▸ **PROBLEM REQUIREMENTS**:
Line by line, transcribe the records exactly.

▸ **TASK MATERIAL**:
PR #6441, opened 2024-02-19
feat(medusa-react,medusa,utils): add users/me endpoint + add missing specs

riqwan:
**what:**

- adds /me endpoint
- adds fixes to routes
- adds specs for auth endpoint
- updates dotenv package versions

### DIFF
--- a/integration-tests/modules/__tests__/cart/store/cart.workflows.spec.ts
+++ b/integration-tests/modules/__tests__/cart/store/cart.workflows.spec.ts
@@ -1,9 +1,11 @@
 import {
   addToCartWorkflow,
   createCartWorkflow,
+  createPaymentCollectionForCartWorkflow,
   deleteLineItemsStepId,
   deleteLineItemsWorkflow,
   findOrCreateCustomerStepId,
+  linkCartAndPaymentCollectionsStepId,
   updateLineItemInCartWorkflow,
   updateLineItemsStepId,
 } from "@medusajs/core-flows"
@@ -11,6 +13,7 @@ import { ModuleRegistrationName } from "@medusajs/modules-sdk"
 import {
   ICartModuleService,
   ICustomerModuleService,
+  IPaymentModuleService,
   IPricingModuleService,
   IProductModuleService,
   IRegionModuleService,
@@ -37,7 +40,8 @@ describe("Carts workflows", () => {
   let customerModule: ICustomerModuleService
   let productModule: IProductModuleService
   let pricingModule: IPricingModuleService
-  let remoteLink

▸ **REPLY**:
PR #6441, opened 2024-02-19
feat(medusa-react,medusa,utils): add users/me endpoint + add missing specs

riqwan:
**what:**

- adds /me endpoint
- adds fixes to routes
- adds specs for auth endpoint
- updates dotenv package versions

### DIFF
--- a/integration-tests/modules/__tests__/cart/store/cart.workflows.spec.ts
+++ b/integration-tests/modules/__tests__/cart/store/cart.workflows.spec.ts
@@ -1,9 +1,11 @@
 import {
   addToCartWorkflow,
   createCartWorkflow,
+  createPaymentCollectionForCartWorkflow,
   deleteLineItemsStepId,
   deleteLineItemsWorkflow,
   findOrCreateCustomerStepId,
+  linkCartAndPaymentCollectionsStepId,
   updateLineItemInCartWorkflow,
   updateLineItemsStepId,
 } from "@medusajs/core-flows"
@@ -11,6 +13,7 @@ import { ModuleRegistrationName } from "@medusajs/modules-sdk"
 import {
   ICartModuleService,
   ICustomerModuleService,
+  IPaymentModuleService,
   IPricingModuleService,
   IProductModuleService,
   IRegionModuleService,
@@ -37,7 +40,8 @@ describe("Carts workflows", () => {
   let customerModule: ICustomerModuleService
   let productModule: IProductModuleService
   let pricingModule: IPricingModuleService
-  let remoteLink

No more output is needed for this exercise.